The Go developers did a far better job of creating a simple language anyone can write, although in fairness, they had Java and C# to learn from.
It was inspired by Oberon-2 that Pike used once upon a day. Mixed features of other languages. Anyone using Wirth-like languages will be unsurprised by Go except in its limitations. It’s possibly the first whose runtime or whatever won’t let you do things like operating systems. Either not easily or not at all.
My biggest issue with the JVM isn’t the ~2s startup time. Use C or Python if you’re writing command-line utilities where that matters. For a long-lived server, it’s not a problem.
It’s often really useful to be able to write command-line utilities which have access to the same libraries and code used in your long-lived server.
I write Clojure for a living, and I like it, and the startup time is an issue I can deal with, but it is an issue. And it’s also, in the real world, nowhere near two seconds; with leiningen, reasonable dependencies, etc., it’s an order of magnitude more than that. I just ran lein repl on my current small project, which is ~5kloc (half of which is tests) and it took 30 seconds to get to the REPL on a 2014 MBP with 16GB of RAM and all dependencies already cached locally. That adds up–it slows down deploys, it slows down CI runs, it slows down a ton of things.
Given that most consumers of the JVM are running their code on servers they run, all running x86 and on Linux (or at least they have control over what the application runs on), most of the functionality in the JVM does not add value but complexity. Sure, there are developers too but the platforms they run are very limited as well.
most of the functionality in the JVM does not add value
How do you figure that an advanced JIT compiler and the world’s fastest GC routines aren’t relevant just because the servers are x86 Linux boxes?
Because the JIT doesn’t have a huge performance impact when you already know what system you’re targeting. And you can get as good GC without the thick layer of bytecode.
Um… neither of these assertions are actually true?
JIT allows for optimizations that are impossible to make ahead of time because you don’t have enough data about which code paths are most common–off the top of my head https://en.wikipedia.org/wiki/Inline_caching#Megamorphic_inline_caching but there are loads more. LuaJIT was able to bring incredible performance improvements to Lua but was x86-only for a long time.

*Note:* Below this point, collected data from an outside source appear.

PR #365, opened 2025-02-06
New participant_create_template analysis_level

akhanf:
Adds a target rule for generating the files for using a subject as a surface template, i.e. just generating the native and unfold surfs, and metrics and subfields (i.e. everything required for an `atlas:` entry in the config file)..  

This is set-up as a new analysis-level, participant_create_template, which we would run for our multihist7 subjects. Could also use this in the future to make templates from MRI data, so one could get e.g. myelin maps or rsfmri connectivity as metrics (which could then be used in unfoldreg when a subject has that data).. 

TODO: add sampling of manual volumetric segmentation into surface metric

Note: this includes commits from #364


akhanf:
@jordandekraker you can use this branch for your multihist7 tests, just run `participant_create_template` instead of `participant`, and it will automatically skip template injection and only generate the files needed to create a template (e.g. will skip unfoldreg).. 

I still need to add the rules to load and resample manual volumetric subfield labels with the native surfaces, but otherwise is functional.

jordandekraker:
I'm having an issue which I believe comes from https://github.com/khanlab/hippunfold/pull/364

```
Traceback (most recent call last):
  File "/export03/data/opt/hippunfold-dev/multihist7_hippunfold/.snakemake/scripts/tmpc8fix6to.gen_isosurface.py", line 11, in <module>
    from lib.utils import setup_logger
ModuleNotFoundError: No module named 'lib'
```
I suspect I need to add this new directory to my path (maybe in the top level Snakefile?)

akhanf:
You should have `hippunfold/workflow/lib/utils.py` in this branch too, does it not exist for you? even after pull? 
It seems to be there for me.. (and snakemake should find it this way)..

jordandekraker:
yes its there, just not being seen by python scripts

jordandekraker:
solved by using conda install (pip and poetry are currently broken):
```
conda create -c conda-forge -c bioconda -n snakemake snakemake
conda activate snakemake
conda install -c conda-forge -c bioconda snakebids
./hippunfold/run.py
```

akhanf:
This is good to merge from my end, later I'd like to add in some logic to prepare the manifest and data files for registering a new template (ie commit to a repository, which could be your own repo, or the centralized one), but details of that in a future PR..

Of the top 5 most efficient GC implementations 2 or 3 of them are on the JVM where it’s not unusual to see hundreds of gigabytes collected in under 100ms. I’d be surprised if more than 1 of them are on a platform that doesn’t use bytecode, but whether a runtime uses bytecode or not is completely unrelated to its garbage collection performance.

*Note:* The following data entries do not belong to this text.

PR #371, opened 2025-02-09
Refactor laplace-beltrami 

akhanf:
This PR deals with the steps leading up to the laplace-beltrami solver, not the solver itself (that is kept as is)

- splits into different rules for extracting the boundary, and getting distances to src/sink masks
- those new rules now produce surface maps (for easier introspection), which are passed along to the laplace beltrami rule
- the dentate AP src in bbhist hemi-L was problematic with existing approach, since the PD src/sink were always closer than the AP src, so no vertices were being labelled with AP src.
- in this version, we do things a little different:
  1. AP and PD are done independently now (this also helps with computational efficiency, since they can run in parallel)
  2. Instead of nearest neighbor, we use a distance threshold, which is defined based on a signed distance transform of the mask, mapped to the surface.
  3. Actually there is a minimum distance, and maximum distance, along with the minimum number of vertices required in the src/sink. The threshold is swept until the desired number of vertices is reached, to deal with cases such as the above (throws an error if not reached).

A couple maybe todo's:

- TODO: the get_boundary_vertices script could be further improved to perform connected components and picking the largest one, to avoid being affected by holes or other defects..

- TODO: the laplace beltrami solver doesn't take as long to run now that I am decimating alot, but if we want to further optimize things, I think the step of altering the laplacian based on the boundary conditions, after it has been made a sparse matrix, is where the inefficiency lies (based on profiling). Could try to avoid setting those weights in the first place instead of setting it after the fact..

### DIFF
--- a/hippunfold/workflow/rules/coords.smk
+++ b/hippunfold/workflow/rules/coords.smk
@@ -21,21 +21,13 @@ def get_gm_labels(wildcards):
     return lbl_list
 
 
-def get_sink_labels(wildcards):
+def get_src_sink_labels(wildcards):
     lbl_list = " ".join(
         [
             str(lbl)
-            for lbl in config["laplace_labels"][wildcards.label][wildcards.dir]["sink"]
-        ]
-    )
-    return lbl_list
-
-
-def get_src_labels(wildcards):
-    lbl_list = " ".join(
-        [
-            str(lbl)
-            for lbl in config["laplace_labels"][wildcards.label][wildcards.dir]["src"]
+            for lbl in config["laplace_labels"][wildcards.label][wildcards.dir][
+                wildcards.srcsink
+            ]
         ]
     )
     return lbl_list
@@ -100,11 +92,11 @@ def get_inputs_laplace(wildcards):
     return files
 
 
-rule get_sink_mask:
+rule get_src_sink_mask:
     input:
         labelmap=get_labels_for_laplace,
     params:
-        labels=get_sink_labels,
+        labels=get_src_sink_labels,
     output:
         mask=bids(
             root=work,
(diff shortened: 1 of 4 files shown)


akhanf:
> This makes sense to me, I even had a note about possibly separating this into two rules. The issue of dentate not reaching all the way to anterior and posterior is one that i solved by editing manual segmentations in mutihist7, but this will certainly make the code more robust.

I was using the bbhist you recently posted (maybe was updated since) but yes I think having ways to make it more robust is a good idea (esp when we apply to lower-res, ML/injected images). 

> 
> Just two questions:
>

Being able to do optimizations not possible in AOT doesn’t necessarily translate into faster programs. To take one data point, Java does worse than C in all cases in the computer benchmark game
Comparing Java to Ocaml, a language implementation with orders of magnitude less person-time put into it, Java does better than Ocaml but does worse in the longer running benchmarks.
Now, many of these are short-lived so you can argue this isn’t the sweet spot for Java, that’s fine, but I don’t have any other data points to call on. Anecdotally, my own experience in running long-lived services in Java is that the JIT is not impacting performance relative to similar AOT, but the JVM being significantly more complex to operate.
You can also say that against C, Java is much more high-level and safe so it’s still doing pretty good against C. Sure. But, for me, I can take Ocaml which is pretty comparable, performance wise, and has a significantly simpler implementation and run-time, so I’d gladly take that. And, again, Ocaml is comparable in performance with orders of magnitude less person-effort put into it.
So if you have some performance numbers that show a clear benefit of the JIT, happy to see them, but as far as I can see the JIT is complexity without much win.